Problem to solve
Scan the entries below for the word "agree" and copy every line where it turns up.

Records from a data source

::::

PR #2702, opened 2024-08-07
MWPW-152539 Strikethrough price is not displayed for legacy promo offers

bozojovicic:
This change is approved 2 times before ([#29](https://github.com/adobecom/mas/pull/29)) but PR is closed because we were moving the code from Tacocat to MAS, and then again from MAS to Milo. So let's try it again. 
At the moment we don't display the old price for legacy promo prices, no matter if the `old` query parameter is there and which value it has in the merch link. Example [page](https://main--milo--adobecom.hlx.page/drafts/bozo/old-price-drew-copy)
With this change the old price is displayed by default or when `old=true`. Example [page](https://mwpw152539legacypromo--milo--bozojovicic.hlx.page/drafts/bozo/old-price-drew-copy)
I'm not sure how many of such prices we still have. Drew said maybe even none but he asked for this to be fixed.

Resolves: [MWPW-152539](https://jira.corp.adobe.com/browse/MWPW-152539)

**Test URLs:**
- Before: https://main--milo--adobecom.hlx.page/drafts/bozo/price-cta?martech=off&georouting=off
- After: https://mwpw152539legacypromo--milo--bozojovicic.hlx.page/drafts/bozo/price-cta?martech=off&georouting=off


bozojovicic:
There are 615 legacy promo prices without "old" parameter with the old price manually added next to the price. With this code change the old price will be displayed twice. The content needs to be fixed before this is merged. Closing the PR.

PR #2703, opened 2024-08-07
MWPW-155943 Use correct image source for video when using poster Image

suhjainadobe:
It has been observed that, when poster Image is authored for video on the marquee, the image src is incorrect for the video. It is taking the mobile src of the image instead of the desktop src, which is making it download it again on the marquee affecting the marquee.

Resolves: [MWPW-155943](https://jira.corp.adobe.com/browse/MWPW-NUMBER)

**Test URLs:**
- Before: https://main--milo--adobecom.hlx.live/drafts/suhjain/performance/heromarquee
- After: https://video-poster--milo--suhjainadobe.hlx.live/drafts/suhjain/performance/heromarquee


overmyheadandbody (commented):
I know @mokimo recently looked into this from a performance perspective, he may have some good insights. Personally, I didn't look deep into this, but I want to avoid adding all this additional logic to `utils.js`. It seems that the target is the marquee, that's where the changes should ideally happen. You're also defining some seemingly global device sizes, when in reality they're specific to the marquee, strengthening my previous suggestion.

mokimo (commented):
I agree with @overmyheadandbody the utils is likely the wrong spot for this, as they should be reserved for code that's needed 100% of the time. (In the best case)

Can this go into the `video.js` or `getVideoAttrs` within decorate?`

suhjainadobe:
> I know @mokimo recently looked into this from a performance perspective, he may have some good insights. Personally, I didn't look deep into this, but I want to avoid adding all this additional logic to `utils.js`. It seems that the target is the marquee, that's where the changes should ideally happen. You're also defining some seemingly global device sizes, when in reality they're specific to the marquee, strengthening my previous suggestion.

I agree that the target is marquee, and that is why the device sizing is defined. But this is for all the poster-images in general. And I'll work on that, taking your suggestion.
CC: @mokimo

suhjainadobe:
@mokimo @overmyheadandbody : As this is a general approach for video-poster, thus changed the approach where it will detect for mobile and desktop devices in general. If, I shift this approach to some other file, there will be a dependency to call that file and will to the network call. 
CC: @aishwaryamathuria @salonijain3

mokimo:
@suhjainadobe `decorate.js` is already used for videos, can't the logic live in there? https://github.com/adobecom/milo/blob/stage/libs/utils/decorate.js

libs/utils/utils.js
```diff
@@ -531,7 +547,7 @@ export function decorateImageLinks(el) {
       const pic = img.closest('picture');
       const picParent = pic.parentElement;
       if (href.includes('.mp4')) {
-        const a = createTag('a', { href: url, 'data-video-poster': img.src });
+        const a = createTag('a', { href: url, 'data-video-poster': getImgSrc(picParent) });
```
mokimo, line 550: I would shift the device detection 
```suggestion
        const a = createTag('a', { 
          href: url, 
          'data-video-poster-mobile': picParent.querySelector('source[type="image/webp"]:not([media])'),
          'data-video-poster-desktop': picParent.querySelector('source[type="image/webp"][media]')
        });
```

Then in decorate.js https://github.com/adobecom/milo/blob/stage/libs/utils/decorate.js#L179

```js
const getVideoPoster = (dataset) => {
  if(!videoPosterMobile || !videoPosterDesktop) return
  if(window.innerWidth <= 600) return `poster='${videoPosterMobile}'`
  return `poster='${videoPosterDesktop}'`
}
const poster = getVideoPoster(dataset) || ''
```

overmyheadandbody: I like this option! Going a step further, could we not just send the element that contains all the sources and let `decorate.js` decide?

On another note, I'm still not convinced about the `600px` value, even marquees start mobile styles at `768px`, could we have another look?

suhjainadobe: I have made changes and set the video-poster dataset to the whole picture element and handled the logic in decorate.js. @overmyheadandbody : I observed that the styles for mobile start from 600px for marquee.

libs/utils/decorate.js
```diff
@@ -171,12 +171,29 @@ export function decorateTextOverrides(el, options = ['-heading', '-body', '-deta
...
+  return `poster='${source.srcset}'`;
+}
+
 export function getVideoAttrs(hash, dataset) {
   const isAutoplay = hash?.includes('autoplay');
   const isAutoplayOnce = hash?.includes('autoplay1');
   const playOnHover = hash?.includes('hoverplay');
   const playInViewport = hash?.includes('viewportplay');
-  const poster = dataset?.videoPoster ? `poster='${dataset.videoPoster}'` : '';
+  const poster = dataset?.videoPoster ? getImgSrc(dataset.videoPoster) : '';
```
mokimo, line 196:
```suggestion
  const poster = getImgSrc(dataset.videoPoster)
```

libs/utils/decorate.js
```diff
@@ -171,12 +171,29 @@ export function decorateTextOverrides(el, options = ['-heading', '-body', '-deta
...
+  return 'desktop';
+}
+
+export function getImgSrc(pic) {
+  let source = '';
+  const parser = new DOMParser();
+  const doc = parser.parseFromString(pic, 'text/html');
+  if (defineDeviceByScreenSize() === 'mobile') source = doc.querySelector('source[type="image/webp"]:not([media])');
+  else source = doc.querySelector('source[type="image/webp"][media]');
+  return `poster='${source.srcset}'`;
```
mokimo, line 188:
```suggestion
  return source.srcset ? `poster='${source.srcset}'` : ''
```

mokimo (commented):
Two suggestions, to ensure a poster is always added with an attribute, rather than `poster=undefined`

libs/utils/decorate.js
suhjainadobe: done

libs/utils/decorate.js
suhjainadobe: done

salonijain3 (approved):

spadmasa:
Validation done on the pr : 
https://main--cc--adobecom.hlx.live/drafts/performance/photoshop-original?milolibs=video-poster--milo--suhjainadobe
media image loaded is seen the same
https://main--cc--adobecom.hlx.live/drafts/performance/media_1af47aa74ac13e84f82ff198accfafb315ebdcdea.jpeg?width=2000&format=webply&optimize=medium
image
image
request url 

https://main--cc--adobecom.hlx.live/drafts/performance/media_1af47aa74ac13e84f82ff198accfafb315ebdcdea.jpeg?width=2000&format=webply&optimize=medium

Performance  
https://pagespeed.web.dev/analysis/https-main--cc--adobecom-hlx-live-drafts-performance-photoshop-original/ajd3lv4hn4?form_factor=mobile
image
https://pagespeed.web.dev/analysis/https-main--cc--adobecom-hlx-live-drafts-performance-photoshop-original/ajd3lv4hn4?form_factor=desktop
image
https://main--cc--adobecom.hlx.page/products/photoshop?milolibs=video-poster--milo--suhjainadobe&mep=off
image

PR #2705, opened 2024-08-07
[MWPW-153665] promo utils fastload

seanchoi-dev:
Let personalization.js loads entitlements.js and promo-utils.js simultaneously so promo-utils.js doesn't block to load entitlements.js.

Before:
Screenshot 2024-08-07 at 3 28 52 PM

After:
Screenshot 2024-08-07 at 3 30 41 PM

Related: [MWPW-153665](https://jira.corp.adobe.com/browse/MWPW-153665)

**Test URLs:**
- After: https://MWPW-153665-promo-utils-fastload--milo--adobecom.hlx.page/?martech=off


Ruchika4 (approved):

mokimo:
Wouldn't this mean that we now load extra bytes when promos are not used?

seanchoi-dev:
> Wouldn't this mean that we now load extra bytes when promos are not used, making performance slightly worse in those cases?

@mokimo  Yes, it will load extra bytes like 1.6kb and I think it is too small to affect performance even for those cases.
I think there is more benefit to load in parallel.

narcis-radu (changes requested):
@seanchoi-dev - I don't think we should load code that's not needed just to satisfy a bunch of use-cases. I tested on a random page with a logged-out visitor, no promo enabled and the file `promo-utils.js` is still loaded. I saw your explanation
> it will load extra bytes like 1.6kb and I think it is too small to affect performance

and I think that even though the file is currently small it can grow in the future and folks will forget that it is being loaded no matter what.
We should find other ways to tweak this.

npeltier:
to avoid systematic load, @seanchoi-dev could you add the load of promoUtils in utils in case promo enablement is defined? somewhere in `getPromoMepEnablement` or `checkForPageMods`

::::

Solved problem
I agree with @overmyheadandbody the utils is likely the wrong spot for this, as they should be reserved for code that's needed 100% of the time. (In the best case)
I agree that the target is marquee, and that is why the device sizing is defined. But this is for all the poster-images in general. And I'll work on that, taking your suggestion.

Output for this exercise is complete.